I'm looking desperately for fabric napkins - in white - cream - or another light color. I will embroider names on them to my daughter's confirmation - in 3 weeks - please - give me a tip on where I can buy them - maybe online
Sorry if this is the wrong forum
Thanks. Githa


----------



## hurghadapat (Mar 26, 2010)

Githa said:


> I'm looking desperately for fabric napkins - in white - cream - or another light color. I will embroider names on them to my daughter's confirmation - in 3 weeks - please - give me a tip on where I can buy them - maybe online
> Sorry if this is the wrong forum
> Thanks.
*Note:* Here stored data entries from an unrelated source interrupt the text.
PR #1874, opened 2021-06-04
Fixed issue around 4xFloat16 texture on CUDA

jsmall-nvidia:
Bug in CUDA impl, where the element size is incorrect if there is more than one channel.

Small surrounding fixes. Re-enabled one of rw-texture tests for CUDA.


csyonghe (approved):
Great to see this bug figured out!

PR #1876, opened 2021-06-07
Fix RWTexture issues on CUDA

jsmall-nvidia:
* Enable RWTexture tests on CUDA
* Fixed bugs around byte addressing for surface access on CUDA


tests/compute/rw-texture-simple.slang
```diff
@@ -6,14 +6,14 @@
 //TEST(compute):COMPARE_COMPUTE_EX:-slang -compute -dx12 -profile cs_6_0 -use-dxil -output-using-type -shaderobj
 // TODO(JS): Doesn't work on vk currently, because createTextureView not implemented on vk renderer
 //DISABLE_TEST(compute, vulkan):COMPARE_COMPUTE_EX:-vk -compute -output-using-type -shaderobj
```
csyonghe, line 8: Can we try to enable the test on VK today? I think our gfx layer has already implemented texture views.

csyonghe (approved):

PR #1877, opened 2021-06-07
Various fixes to CUDA backend.

csyonghe:
- Fix emitting `StructuredBuffer<ISomething>::Load`, which triggers emitting for `IROp_WrapExistential` that is previously unhandled.

- Fix cuda layout around vectors, they should be aligned to 1,2,4,8,16 bytes instead of just using element type's alignment. That means `float4` has alignment of 16 instead of 4.

- Fix `SLANG_CUDA_HANDLE_ERROR` macro definition.

- Fix navis sometimes fail to find `Slang::kIROp_*` enum values when debugging external projects.


source/slang/slang-type-layout.cpp
```diff
@@ -479,8 +491,8 @@ struct CUDALayoutRulesImpl : DefaultLayoutRulesImpl
         SimpleLayoutInfo vectorInfo;
         vectorInfo.kind = elementInfo.kind;
         vectorInfo.size = elementInfo.size * elementCount;
-        vectorInfo.alignment = elementInfo.alignment;
-    
+        vectorInfo.alignment = getVectorAlignment(
```
jsmall-nvidia, line 494: It looks like size/alignment on CUDA is unfortunately more subtle than this. Can be improved on in subsequent PR.

source/slang/slang-ir.cpp
```diff
@@ -6019,3 +6019,15 @@ namespace Slang
     }
 } // namespace Slang
 
+#if SLANG_VC
+#ifdef _DEBUG
+// Natvis sometimes cannot find enum values.
+// Export symbols for them to make sure natvis works correctly when debugging external projects.
```
jsmall-nvidia, line 6025: Why not put these symbols into a namespace (like say SlangDebug )? Then they could be (say) `SlangDebug::kIROpNameHint`. Or if you don't want to use a namespace as you are worried about implication of name export/mangling how about `Slang_kIROpNameHint.

That the __ usage is worrying as

https://en.cppreference.com/w/cpp/language/identifiers


```
     the identifiers with a double underscore anywhere are reserved;
    the identifiers that begin with an underscore followed by an uppercase letter are reserved;
    the identifiers that begin with an underscore are reserved in the global namespace. 
```

jsmall-nvidia (approved):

Githa


If you can't find them then buy some material cut one to the size you want then take that plus the material to one of the men that you see all over the place that do tailoring and alterations and ask him to make them for you.


----------



## alexvw (Mar 10, 2012)

If you're willing to overpay, try "Zara Home" at City Stars.


----------



## Helen Ellis (Aug 9, 2008)

I bought lovely damask napkins in both white and cream at the Government shop. Admittedly this was in the late 80's but it's worth a try, and I'm sure they came as a set with the tablecloth. However I also have non matching ones, so I must have bought some separately too. Cotton house may do them too.


----------